____ Extracted material

PR #4355, opened 2025-06-16
NodeJS Compat: process with a compat flag

guybedford:
This reinstates https://github.com/cloudflare/workerd/pull/4271 exactly as in that PR, but with the exception that all new process properties, methods are exported as `undefined` unless the new experimental `nodejs_compat_process` flag is set. In addition the `process` global will not extend from event emitter unless this flag is set.

This way all user-facing changes on this PR can be gated behind a compat date.

The goal for removing experimental here would be to complete the stdio implementations ideally as well since these are often expected to find on process, but I would like to add those as a secondary follow-on PR still. Then we can look at removing experimental and enabling the compat date at some point next month ideally.


src/workerd/io/compatibility-date.capnp
```diff
@@ -832,4 +832,15 @@ struct CompatibilityFlags @0x8f8c1b68151b6cef {
   # throw an error when unknown import attributes are encountered. In the new module registry
   # implementation the recommended behavior is what is implemented. With this compat flag
   # enabled, the original module registry implementation will follow the recommended behavior.
+
+  unsupportedProcessRealPlatform @95 :Bool
+      $compatEnableFlag("unsupported_process_real_platform")
```
vicb: Maybe clarify what "unsupported" means?

src/workerd/io/compatibility-date.capnp
```diff
@@ -832,4 +832,15 @@ struct CompatibilityFlags @0x8f8c1b68151b6cef {
...
+      $experimental;
+  # Enables support for process.platform to expose the actual system platform
+  # This will never ever be supported and is a WPT test path only.
+
+  nodeJsCompatProcess @96 :Bool
+      $compatEnableFlag("nodejs_compat_process")
+      $experimental;
+  # Enables full process compat support, instead of the former partial implementation.
```
vicb, line 847: I would argue that "Enables full process compat support, instead of the former partial implementation." is that super helpful.

- What is added or changed?
- Where will future bug fixes/changes go? (flag enabled/disabled)

One thing I have in mind here is that the unenv behavior will need to check/adapt to the value of this flag and w/o deeper details on the current and future shape of the process API, it will be very hard.

unenv is only one example of client code, customers will face the same problem.

Edit: one other thing that come to mind is how do we test dependencies between flags. When @anonrig added `node:timers`, the first version of the PR failed when `nodejs_compat` was not enabled. See #3377.

src/node/events.ts
```diff
@@ -3,5 +3,20 @@
 //     https://opensource.org/licenses/Apache-2.0
 //
 
-export * from 'node-internal:events';
+// Explicit list used to hide _initialized private export
+export {
```
anonrig, line 7: Can we move these somewhat unrelated changes to a different pull-request?

src/node/internal/events.ts
```diff
@@ -495,26 +497,34 @@ function _addListener(
...
+            'emitter.setMaxListeners() to increase limit'
+        ),
+        {
+          name: 'MaxListenersExceededWarning',
+          emitter: target,
+          type: type,
+          count: existing.length,
+        }
+      );
+      process.emitWarning?.(w);
```
anonrig: Can you put this warning generation into a if statement and check if process.emitWarning is enabled or not? And can you also add a comment stating how and under which conditions process.emitWarning can be defined/undefined?

src/node/internal/internal_utils.ts
```diff
@@ -373,3 +373,90 @@ export function callbackify<T extends (...args: unknown[]) => Promise<unknown>>(
   // @ts-expect-error
   return callbackified;
 }
+
+export function parseEnv(content: string): Record<string, string> {
```
anonrig, line 377: This file is for regular utility functions, but this function is for "node:util". Can we seperate these 2 declarations into separate files?

src/node/internal/process.d.ts
```diff
@@ -0,0 +1,7 @@
+export const versions: Record<string, string>;
+export function getEnvObject(): Record<string, string>;
+export function getBuiltinModule(id: string): object;
+export function processExitImpl(code: number): void;
+export const processPlatform: string;
```
anonrig: This file is already named "process", this prefixes seems to be redundant.

```suggestion
export function exitImpl(code: number): void;
export const platform: string;
```

src/node/process.ts
```diff
@@ -3,5 +3,72 @@
...
+  send,
+  traceDeprecation,
+  throwDeprecation,
+  sourceMapsEnabled,
+  stdin,
+  stdout,
+  stderr,
+  threadCpuUsage,
+} from 'node-internal:internal_process';
+export { default } from 'node-internal:internal_process';
```
anonrig, line 75: Is this the same as the following?

```js
import { default as defaultImpl } from 'node-internal:internal_process'
export default defaultImpl;
```

src/workerd/api/node/process.c++
```diff
@@ -0,0 +1,115 @@
...
+
+jsg::JsObject ProcessModule::getVersions(jsg::Lock& js) const {
+  auto versions = js.obj();
+  // Node.js version - represents the most current Node.js version supported
+  // by the platform, as defined in node-version.h
+  versions.set(js, "node"_kj, js.str(nodeVersion));
+  return versions;
+}
+
+void ProcessModule::processExitImpl(jsg::Lock& js, int code) {
```
anonrig:
```suggestion
void ProcessModule::exitImpl(jsg::Lock& js, int code) {
```

src/workerd/api/node/i18n.c++
```diff
@@ -268,6 +268,17 @@ jsg::BufferSource transcode(
       "Unable to transcode buffer");
 }
 
+kj::String getIcuVersion() {
```
anonrig: we should cache this

src/workerd/io/compatibility-date.capnp
```diff
@@ -832,4 +832,15 @@ struct CompatibilityFlags @0x8f8c1b68151b6cef {
   # throw an error when unknown import attributes are encountered. In the new module registry
   # implementation the recommended behavior is what is implemented. With this compat flag
   # enabled, the original module registry implementation will follow the recommended behavior.
+
+  unsupportedProcessRealPlatform @95 :Bool
```
anonrig: I think we should have a better naming for this, such as:

```suggestion
  exposeActualProcessPlatform @95 :Bool
```

src/workerd/io/compatibility-date.capnp
```diff
@@ -832,4 +832,15 @@ struct CompatibilityFlags @0x8f8c1b68151b6cef {
...
+      $compatEnableFlag("unsupported_process_real_platform")
+      $experimental;
+  # Enables support for process.platform to expose the actual system platform
+  # This will never ever be supported and is a WPT test path only.
```
anonrig:
```suggestion
  # By default, Workerd will always expose "linux" as the process.platform
  # This flag ensures the support to enable internal use-cases that validates
  # the underlying operating system.
```

src/workerd/io/compatibility-date.capnp
anonrig: I agree. Something like `enableNodejsProcessMethods` and with a description of why these are added behind a compat flag would be beneficial for others.

src/node/util.ts
```diff
@@ -32,14 +32,14 @@ import {
...
-import { callbackify } from 'node-internal:internal_utils';
+import { callbackify, parseEnv } from 'node-internal:internal_utils';
 import {
   isReadableStream,
   isWritableStream,
   isNodeStream,
 } from 'node-internal:streams_util';
 export { inspect, format, formatWithOptions, stripVTControlCharacters };
-export { callbackify } from 'node-internal:internal_utils';
+export { callbackify, parseEnv } from 'node-internal:internal_utils';
```
anonrig, line 42: You can merge line 42 with line 41

src/node/internal/internal_process.ts
```diff
@@ -0,0 +1,810 @@
...
+  send = undefined,
+  traceDeprecation = undefined,
+  throwDeprecation = undefined,
+  sourceMapsEnabled = undefined,
+  threadCpuUsage = undefined,
+  kill = undefined,
+  ref = undefined,
+  unref = undefined;
+
+interface Process extends EventEmitter {
```
anonrig, line 636: Can you move this TS declaration to process.d.ts?

src/node/internal/internal_process.ts
```diff
@@ -0,0 +1,810 @@
...
+
+function setuid(id: number | string): void {
+  if (id !== 0) throw new ERR_EPERM({ syscall: 'setuid' });
+}
+
+function initgroups(
+  _user: number | string,
+  _extractGroup: number | string
+): void {
+  throw new ERR_EPERM({ syscall: 'initgroups' });
```
anonrig, line 589: Why do we throw an error, can you add comments to each one of these methods that explicitly throws an error?

src/node/internal/internal_process.ts
```diff
@@ -0,0 +1,810 @@
...
+  Object.assign(process.env, parsed);
+}
+
+// On the virtual filesystem, we only support group 0
+function getegid(): number {
+  return 0;
+}
+
+function getgid(): number {
+  return 0;
```
anonrig, line 544: Can you add a comment to each one of these magical numbers?

src/node/internal/internal_process.ts
```diff
@@ -0,0 +1,810 @@
...
+export function exit(code: number): void {
+  processImpl.processExitImpl(code);
+}
+
+function abort(): void {
+  processImpl.processExitImpl(1);
+}
+
+function uptime(): number {
+  return 0;
```
anonrig, line 522: Why do we return 0 uptime, can you add a comment?

src/node/internal/internal_process.ts
```diff
@@ -0,0 +1,810 @@
...
+  ERR_UNSUPPORTED_OPERATION,
+  NodeError,
+} from 'node-internal:internal_errors';
+
+import { default as processImpl } from 'node-internal:process';
+import {
+  _initialized as eventsInitialized,
+  default as EventEmitter,
+} from 'node-internal:events';
+import type { Buffer } from 'node:buffer';
```
anonrig, line 29: You can just use NodeJS.Buffer, rather than importing this.

src/node/internal/internal_process.ts
```diff
@@ -0,0 +1,810 @@
...
+  argv: string[] | undefined,
+  argv0: string | undefined,
+  execArgv: string[] | undefined,
+  arch: string | undefined,
+  config: object | undefined,
+  pid: number | undefined,
+  ppid: number | undefined,
+  allowedNodeEnvironmentFlags: Set<string> | undefined;
+
+export let hrtime:
```
anonrig, line 57: You can use `types/node` package for most of these things.

src/node/internal/internal_process.ts
```diff
@@ -0,0 +1,810 @@
...
+
+// TODO(soon): Implement stdio along with TTY streams.
+export const stdin = undefined;
+export const stdout = undefined;
+export const stderr = undefined;
+
+// TODO(soon): Implement along with FS work.
+export const chdir = undefined;
+export const cwd = undefined;
+export const umask = undefined;
```
anonrig: Are we going to implement these before removing experimental? If yes, let's keep it as it is, if not, I recommend (not blocking) to remove these.

src/node/internal/internal_process.ts
```diff
@@ -0,0 +1,810 @@
...
+
+  arch = 'x64';
+
+  config = {
+    target_defaults: {},
+    variables: {},
+  };
+
+  pid = 1;
+  ppid = 0;
```
anonrig, line 154: Can you add comments for these magical numbers?

src/node/internal/internal_process.ts
```diff
@@ -0,0 +1,810 @@
...
+    enabled: false,
+    nodeModules: false,
+    generatedCode: false,
+  };
+}
+
+// eslint-disable-next-line @typescript-eslint/no-unsafe-function-type
+export function nextTick(cb: Function, ...args: unknown[]): void {
+  queueMicrotask(() => {
+    // eslint-disable-next-line
```
anonrig: Can you add the specific eslint rule that you're disabling?

src/node/internal/internal_process.ts
```diff
@@ -0,0 +1,810 @@
...
+    cb(...args);
+  });
+}
+
+interface EmitWarningOptions {
```
anonrig: Can we move these types to process.d.ts?

src/node/internal/internal_process.ts
```diff
@@ -0,0 +1,810 @@
...
+    (err as ErrorWithDetail).detail = detail;
+  }
+
+  // Capture stack trace using the provided constructor or emitWarning itself
+  // This excludes the constructor (and frames above it) from the stack trace
+  Error.captureStackTrace(err, ctor || emitWarning);
+
+  // Emit the warning event on the process object
+  // Use nextTick to ensure the warning is emitted asynchronously
+  nextTick(() => {
```
anonrig:
```suggestion
  queueMicrotask(() => {
```

src/node/internal/internal_process.ts
```diff
@@ -0,0 +1,810 @@
...
+  // A boolean value that is true if the current Node.js build includes the inspector.
+  inspector: false,
+  // A boolean value that is true if the current Node.js build supports loading ECMAScript modules using require().
+  // TODO(soon): Update this when we support ESM modules through require().
+  require_module: false,
+  // A boolean value that is true if the current Node.js build includes support for TLS.
+  tls: true,
+});
+
+// Unsupported features - implemented as 'undefined' so they can still be imported
```
anonrig, line 608: This is technically a breaking change. 

```
'exitCode' in process
```

will return true, with this declaration, but not if we don't include them. I'm fine with processing as it is.

cc @danlapid fyi

src/workerd/api/node/tests/process-nodejs-test.js
```diff
@@ -1,15 +1,103 @@
...
+  'throwDeprecation',
+  'title',
+  'traceDeprecation',
+  'umask',
+  'unref',
+  'uptime',
+  'version',
+  'versions',
+];
+export const processKeys = {
```
anonrig, line 83: Can you also add a test where you call getBuiltinModule() and directly call await import() etc.

src/workerd/api/node/tests/process-nodejs-test.js
```diff
@@ -60,5 +148,651 @@ export const processEnv = {
...
+  test() {
+    // TODO(soon): Implement these!
+    assert.strictEqual(process.cwd, undefined);
+    assert.strictEqual(process.chdir, undefined);
+    assert.strictEqual(process.umask, undefined);
+    assert.strictEqual(process.stdin, undefined);
+    assert.strictEqual(process.stdout, undefined);
+    assert.strictEqual(process.stderr, undefined);
+
+    // This may be implemented in future
```
anonrig:
```suggestion
    // These might be implemented in future
```

src/workerd/api/node/tests/process-nodejs-test.js
```diff
@@ -60,5 +148,651 @@ export const processEnv = {
...
+        `process.versions.${versionKey} should be a string`
+      );
+    }
+  },
+};
+
+export const processFeatures = {
+  test() {
+    assert.strictEqual(typeof process.features, 'object');
+    assert.ok(process.features !== null);
```
anonrig:
```suggestion
    assert.ok(process.features != null);
```

src/workerd/api/node/tests/process-nodejs-test.js
```diff
@@ -60,5 +148,651 @@ export const processEnv = {
...
+        order.push('nextTick3');
+      },
+      'hello',
+      'world'
+    );
+
+    order.push('sync');
+
+    // Wait for microtasks to complete
+    await new Promise((resolve) => setTimeout(resolve, 0));
```
anonrig:
```suggestion
    await scheduler.wait(0);
```

src/workerd/api/node/tests/process-nodejs-test.js
```diff
@@ -60,5 +148,651 @@ export const processEnv = {
...
+      const diff = process.hrtime([0, 1e9 - 1]);
+      assert(diff[1] >= 0); // https://github.com/nodejs/node/issues/4751
+    }
+
+    // process.hrtime.bigint
+    // https://github.com/nodejs/node/blob/5f7dbf45a3d3e3070d5f58f9a9c2c43dbecc8672/test/parallel/test-process-hrtime-bigint.js
+    {
+      const start = process.hrtime.bigint();
+
+      await new Promise((resolve) => setTimeout(resolve, 1000));
```
anonrig: Can you also change other await new Promises as well?

```suggestion
      await scheduler.wait(1000);
```

src/workerd/api/node/tests/process-nodejs-test.js
```diff
@@ -60,5 +148,651 @@ export const processEnv = {
...
+    //     process.chdir(originalCwd);
+    //   }
+    // }
+  },
+};
+
+export const processRejectionListeners = {
+  async test() {
+    const e = new Error();
+    const unhandledPromise = new Promise((resolve) =>
```
anonrig: Can you replace these with

src/node/events.ts
guybedford: This is completely related, due to the cycle introduced by making process inherit from EventEmitter, so can't be separated.

src/node/process.ts
guybedford: Yes almost, but not quite - `export default defaultImpl` creates a new binding, while `export { default }` ensures a live binding.

src/workerd/api/node/i18n.c++
guybedford: Removed as it's unused.

src/workerd/api/node/process.c++
guybedford: Added

src/workerd/io/compatibility-date.capnp
guybedford: The `unsupported` is important to indicate this feature will never move out of experimental. I've replaced `real` with `actual`.

src/workerd/io/compatibility-date.capnp
guybedford: Where the current process support is minimal and partial, this implements a comprehensive process polyfill, but there are still methods that are explicitly unsupported and still left for polyfilling. As such the best way to name this is simply "process polyfill v2". I've updated the flag name to `enable_nodejs_process_v2`.

src/node/internal/events.ts
guybedford: I've added a comment clarifying this behaviour.

src/node/internal/internal_utils.ts
guybedford: `callbackify` is a utils function that is defined in internal_utils. We need a place to put `parseEnv` that can be used by both process and utils, general utils seems like the right place? I'd be weary of adding a new file or having `node:process` directly import from `node:util`, as we might hit more cycle issues down the line.

src/node/internal/process.d.ts
guybedford: Added.

src/node/internal/internal_utils.ts
anonrig: My perspective was around having "internal_NODEJS_MODULE_NAME" syntax across the internal folder. But not blocking.

src/workerd/io/compatibility-date.capnp
guybedford: Added a variant of this suggestion retaining the note that this will never be formally supported.

src/node/util.ts
guybedford: The bindings on line 41 come from `node-internal:internal_inspect`, not `node-internal:internal_utils`.

src/node/internal/internal_process.ts
guybedford: `process.d.ts` defines the `process.c++` binding and not the `internal_process.ts` module.

src/node/internal/internal_process.ts
guybedford: Added

src/node/internal/internal_process.ts
guybedford: Added.

src/node/internal/internal_process.ts
guybedford: Added.

src/node/internal/internal_process.ts
guybedford: Yes we should implement all of these before removing the experimental status.

src/node/internal/internal_process.ts
guybedford: Added.

src/node/internal/internal_process.ts
guybedford: Why does this matter?

src/node/internal/internal_process.ts
guybedford: Added.

src/node/internal/internal_process.ts
guybedford: Added.

src/node/internal/internal_process.ts
guybedford: Yes, as discussed this is the nature of fully implementing the module interface. Properties exist but are undefined, unless using the compat flag in which case they are defined. Every other user facing aspect of the compat change is otherwise gated.

src/workerd/api/node/tests/process-nodejs-test.js
guybedford: Added.

src/workerd/io/compatibility-date.capnp
guybedford: Added some clarification that it means it will never be non-experimental.

src/node/internal/internal_process.ts
guybedford: I was unable to easily use `types/node` here. If there's a follow-on simplification then certainly we can add that.

src/workerd/api/node/tests/process-nodejs-test.js
guybedford: Can you clarify what you mean by this?

src/node/internal/internal_utils.ts
guybedford: With the current naming of the `internal_` modules this isn't clear today because so many are already named after Node.js modules. For `util` specifically adding a note that it is a generic utility file and not necessarily specific to Node.js might be beneficial to clarify that.

anonrig (approved):

src/workerd/api/node/tests/process-nodejs-test.js
guybedford: I added a test here for `getBuiltinModule('process')` as well.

________

:: Goal of the exercise ::
Copy out every line from the material above in which the word "vicb" appears.

:: Answer for this exercise ::
vicb: Maybe clarify what "unsupported" means?
vicb, line 847: I would argue that "Enables full process compat support, instead of the former partial implementation." is that super helpful.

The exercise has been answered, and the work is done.